=== Begin Enclosure ===

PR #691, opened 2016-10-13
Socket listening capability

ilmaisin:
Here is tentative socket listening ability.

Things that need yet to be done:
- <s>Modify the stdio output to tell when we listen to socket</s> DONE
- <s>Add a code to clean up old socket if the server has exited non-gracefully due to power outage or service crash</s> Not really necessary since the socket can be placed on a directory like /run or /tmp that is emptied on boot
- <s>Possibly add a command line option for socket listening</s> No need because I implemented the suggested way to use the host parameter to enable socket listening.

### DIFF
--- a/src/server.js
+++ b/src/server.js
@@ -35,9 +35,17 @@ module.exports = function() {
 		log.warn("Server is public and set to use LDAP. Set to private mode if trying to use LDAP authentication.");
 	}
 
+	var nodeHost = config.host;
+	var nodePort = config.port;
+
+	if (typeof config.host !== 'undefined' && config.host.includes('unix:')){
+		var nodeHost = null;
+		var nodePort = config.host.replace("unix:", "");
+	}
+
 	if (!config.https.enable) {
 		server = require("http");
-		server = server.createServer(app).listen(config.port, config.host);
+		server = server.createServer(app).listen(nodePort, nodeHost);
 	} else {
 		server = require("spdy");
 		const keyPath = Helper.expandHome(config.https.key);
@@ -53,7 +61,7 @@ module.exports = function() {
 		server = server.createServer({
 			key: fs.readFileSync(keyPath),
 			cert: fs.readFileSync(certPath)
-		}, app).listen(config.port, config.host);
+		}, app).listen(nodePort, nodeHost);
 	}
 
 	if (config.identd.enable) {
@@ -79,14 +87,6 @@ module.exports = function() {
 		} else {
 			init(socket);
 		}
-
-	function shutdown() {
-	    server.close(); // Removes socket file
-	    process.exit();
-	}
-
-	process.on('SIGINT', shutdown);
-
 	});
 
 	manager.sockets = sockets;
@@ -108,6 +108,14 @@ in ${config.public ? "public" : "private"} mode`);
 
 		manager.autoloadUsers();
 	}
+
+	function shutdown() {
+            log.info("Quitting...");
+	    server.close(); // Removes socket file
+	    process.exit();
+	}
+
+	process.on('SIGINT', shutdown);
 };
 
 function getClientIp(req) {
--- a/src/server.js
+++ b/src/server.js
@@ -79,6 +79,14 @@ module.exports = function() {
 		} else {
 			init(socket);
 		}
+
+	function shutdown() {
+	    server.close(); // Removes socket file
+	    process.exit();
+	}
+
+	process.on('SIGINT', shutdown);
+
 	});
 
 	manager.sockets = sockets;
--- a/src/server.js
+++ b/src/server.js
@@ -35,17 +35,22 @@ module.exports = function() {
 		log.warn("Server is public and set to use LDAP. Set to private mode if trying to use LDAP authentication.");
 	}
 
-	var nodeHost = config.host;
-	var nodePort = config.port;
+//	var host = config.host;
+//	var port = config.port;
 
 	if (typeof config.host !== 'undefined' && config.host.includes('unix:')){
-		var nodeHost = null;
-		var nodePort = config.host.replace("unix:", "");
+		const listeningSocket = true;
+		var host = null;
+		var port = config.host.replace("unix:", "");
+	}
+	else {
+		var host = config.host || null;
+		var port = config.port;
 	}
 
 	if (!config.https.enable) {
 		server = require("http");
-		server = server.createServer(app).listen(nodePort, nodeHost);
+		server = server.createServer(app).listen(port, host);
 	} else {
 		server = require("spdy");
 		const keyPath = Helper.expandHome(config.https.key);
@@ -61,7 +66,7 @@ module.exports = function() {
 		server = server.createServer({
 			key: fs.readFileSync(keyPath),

=== End Enclosure ===
=== Begin Enclosure ===

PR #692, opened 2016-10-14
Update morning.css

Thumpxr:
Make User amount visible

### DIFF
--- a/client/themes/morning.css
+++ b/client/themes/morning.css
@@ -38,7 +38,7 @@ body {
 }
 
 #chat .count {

=== End Enclosure ===
=== Begin Enclosure ===

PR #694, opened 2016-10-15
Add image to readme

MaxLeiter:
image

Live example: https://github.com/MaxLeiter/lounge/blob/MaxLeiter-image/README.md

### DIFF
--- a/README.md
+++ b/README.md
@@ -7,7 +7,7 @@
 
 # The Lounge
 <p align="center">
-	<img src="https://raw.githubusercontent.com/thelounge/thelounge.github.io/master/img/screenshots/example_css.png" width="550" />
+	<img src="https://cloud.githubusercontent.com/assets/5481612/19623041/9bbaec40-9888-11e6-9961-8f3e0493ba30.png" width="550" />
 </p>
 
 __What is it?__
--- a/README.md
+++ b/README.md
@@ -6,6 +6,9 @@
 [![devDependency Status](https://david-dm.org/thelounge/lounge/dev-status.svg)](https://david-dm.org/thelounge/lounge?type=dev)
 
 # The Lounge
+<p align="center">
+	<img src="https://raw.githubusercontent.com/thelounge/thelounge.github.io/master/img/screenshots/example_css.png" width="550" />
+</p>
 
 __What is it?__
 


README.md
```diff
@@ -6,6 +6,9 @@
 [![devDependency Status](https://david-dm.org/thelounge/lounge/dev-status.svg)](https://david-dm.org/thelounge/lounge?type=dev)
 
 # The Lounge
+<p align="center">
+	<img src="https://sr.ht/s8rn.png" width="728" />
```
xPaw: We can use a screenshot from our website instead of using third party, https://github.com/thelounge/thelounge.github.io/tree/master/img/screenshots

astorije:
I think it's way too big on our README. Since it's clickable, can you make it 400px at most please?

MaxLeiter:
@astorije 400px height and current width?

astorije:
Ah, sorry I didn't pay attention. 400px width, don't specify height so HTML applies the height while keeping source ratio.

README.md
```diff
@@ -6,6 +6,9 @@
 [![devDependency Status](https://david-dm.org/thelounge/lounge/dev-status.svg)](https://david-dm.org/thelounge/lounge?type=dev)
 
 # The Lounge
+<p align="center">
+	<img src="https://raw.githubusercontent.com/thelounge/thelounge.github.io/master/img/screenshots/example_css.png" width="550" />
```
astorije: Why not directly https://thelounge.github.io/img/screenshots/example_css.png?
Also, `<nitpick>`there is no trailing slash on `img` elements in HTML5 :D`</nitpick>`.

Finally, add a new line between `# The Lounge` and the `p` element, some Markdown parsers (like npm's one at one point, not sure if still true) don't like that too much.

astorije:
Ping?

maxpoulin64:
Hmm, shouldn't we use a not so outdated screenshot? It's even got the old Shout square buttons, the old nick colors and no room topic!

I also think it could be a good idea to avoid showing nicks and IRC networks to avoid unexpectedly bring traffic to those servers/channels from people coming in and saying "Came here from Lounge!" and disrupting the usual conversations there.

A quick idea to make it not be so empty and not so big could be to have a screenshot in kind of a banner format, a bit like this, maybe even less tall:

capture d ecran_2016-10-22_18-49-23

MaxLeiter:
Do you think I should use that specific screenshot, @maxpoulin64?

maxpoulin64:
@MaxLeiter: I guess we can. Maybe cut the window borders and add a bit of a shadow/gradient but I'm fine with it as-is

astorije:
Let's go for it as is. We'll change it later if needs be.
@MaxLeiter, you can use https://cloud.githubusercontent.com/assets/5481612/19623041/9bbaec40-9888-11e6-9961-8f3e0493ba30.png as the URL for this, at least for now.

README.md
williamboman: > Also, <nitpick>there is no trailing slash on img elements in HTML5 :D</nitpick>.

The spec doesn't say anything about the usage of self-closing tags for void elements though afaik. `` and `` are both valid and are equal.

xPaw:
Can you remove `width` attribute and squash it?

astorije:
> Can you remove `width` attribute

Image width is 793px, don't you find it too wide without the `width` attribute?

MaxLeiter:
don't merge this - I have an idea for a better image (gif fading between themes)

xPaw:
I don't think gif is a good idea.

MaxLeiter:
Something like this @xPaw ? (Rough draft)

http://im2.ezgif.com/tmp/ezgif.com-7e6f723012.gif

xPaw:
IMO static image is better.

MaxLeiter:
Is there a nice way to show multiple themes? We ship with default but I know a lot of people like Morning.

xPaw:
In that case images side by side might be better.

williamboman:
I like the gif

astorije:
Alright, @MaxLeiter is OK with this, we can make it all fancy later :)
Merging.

=== End Enclosure ===

YOUR TASK: Report each line of the records that holds the word "better".

SOLUTION TO THIS PROBLEM:
don't merge this - I have an idea for a better image (gif fading between themes)
IMO static image is better.
In that case images side by side might be better.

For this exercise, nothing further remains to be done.